Task prompt
Beginning with the first line of the entries below, quote each line until you reach and include the line with "--- a/OrbitCore/BlockChainTest.cpp".
+---+
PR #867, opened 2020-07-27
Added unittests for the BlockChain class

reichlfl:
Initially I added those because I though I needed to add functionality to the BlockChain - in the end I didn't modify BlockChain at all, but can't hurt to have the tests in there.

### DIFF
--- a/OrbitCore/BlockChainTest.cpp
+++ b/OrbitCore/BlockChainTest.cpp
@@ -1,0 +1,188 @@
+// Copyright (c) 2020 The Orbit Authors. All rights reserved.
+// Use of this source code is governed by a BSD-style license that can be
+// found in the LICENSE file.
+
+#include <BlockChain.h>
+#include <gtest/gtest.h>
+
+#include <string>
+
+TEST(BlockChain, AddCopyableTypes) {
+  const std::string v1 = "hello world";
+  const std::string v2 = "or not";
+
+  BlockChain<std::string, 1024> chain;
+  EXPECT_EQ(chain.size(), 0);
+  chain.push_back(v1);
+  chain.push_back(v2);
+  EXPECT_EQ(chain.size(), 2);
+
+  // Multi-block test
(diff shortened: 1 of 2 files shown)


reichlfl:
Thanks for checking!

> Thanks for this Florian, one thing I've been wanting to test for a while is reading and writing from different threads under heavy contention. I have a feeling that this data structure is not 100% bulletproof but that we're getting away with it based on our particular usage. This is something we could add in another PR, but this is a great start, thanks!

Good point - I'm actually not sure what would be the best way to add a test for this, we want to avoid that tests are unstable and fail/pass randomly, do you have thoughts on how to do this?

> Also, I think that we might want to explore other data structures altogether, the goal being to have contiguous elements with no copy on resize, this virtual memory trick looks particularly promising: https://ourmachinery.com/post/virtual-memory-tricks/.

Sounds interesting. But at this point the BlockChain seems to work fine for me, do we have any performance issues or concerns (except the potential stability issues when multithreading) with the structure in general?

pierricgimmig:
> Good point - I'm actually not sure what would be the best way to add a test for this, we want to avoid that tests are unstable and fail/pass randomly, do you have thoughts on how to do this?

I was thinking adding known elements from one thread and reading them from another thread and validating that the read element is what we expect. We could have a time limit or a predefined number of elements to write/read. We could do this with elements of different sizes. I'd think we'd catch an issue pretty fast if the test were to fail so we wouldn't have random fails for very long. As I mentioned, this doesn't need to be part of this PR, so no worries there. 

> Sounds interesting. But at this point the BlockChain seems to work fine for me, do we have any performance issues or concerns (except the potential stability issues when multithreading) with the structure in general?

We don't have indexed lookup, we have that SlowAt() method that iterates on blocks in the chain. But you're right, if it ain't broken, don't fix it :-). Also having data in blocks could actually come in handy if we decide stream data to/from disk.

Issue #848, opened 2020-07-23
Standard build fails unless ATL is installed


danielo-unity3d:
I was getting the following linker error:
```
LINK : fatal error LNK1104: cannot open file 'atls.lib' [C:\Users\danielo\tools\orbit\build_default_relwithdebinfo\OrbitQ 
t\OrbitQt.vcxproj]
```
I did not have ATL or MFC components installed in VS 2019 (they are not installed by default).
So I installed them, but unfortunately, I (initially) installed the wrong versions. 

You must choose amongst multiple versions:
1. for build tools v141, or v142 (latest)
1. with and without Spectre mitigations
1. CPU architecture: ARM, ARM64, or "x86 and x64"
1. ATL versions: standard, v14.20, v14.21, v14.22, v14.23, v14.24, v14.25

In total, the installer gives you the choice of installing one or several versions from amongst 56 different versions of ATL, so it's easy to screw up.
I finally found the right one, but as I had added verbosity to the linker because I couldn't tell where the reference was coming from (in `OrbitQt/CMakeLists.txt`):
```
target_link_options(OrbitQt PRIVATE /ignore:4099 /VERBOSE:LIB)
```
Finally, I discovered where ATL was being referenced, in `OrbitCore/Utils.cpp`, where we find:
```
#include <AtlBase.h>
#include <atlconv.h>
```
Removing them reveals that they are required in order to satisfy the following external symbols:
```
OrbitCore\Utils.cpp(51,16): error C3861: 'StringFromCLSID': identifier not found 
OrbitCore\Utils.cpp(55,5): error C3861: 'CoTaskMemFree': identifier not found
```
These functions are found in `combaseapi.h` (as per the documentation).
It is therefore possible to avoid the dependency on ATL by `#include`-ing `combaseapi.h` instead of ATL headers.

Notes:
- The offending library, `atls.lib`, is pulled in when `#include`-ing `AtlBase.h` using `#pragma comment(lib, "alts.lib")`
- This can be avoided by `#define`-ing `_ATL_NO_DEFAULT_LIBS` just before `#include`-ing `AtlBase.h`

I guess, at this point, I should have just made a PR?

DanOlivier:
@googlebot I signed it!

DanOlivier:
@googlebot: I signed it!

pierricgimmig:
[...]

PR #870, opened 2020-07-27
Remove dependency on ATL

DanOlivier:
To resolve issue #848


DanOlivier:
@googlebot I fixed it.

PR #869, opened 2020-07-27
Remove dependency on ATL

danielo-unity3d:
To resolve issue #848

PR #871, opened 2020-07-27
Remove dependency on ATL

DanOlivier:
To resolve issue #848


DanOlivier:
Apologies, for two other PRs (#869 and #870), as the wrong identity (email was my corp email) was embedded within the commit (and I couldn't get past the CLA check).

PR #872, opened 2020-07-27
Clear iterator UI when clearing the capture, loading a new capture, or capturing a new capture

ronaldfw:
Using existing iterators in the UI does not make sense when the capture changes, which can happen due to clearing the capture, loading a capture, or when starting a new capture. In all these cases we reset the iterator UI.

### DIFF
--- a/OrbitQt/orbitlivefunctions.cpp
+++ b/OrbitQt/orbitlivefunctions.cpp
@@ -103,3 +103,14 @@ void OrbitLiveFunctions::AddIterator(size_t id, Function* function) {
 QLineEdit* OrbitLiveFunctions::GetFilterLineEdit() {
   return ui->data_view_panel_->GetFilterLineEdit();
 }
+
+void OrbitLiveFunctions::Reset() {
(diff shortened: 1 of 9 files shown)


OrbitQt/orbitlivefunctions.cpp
+---+
Result for this exercise
PR #867, opened 2020-07-27
Added unittests for the BlockChain class

reichlfl:
Initially I added those because I though I needed to add functionality to the BlockChain - in the end I didn't modify BlockChain at all, but can't hurt to have the tests in there.

### DIFF
--- a/OrbitCore/BlockChainTest.cpp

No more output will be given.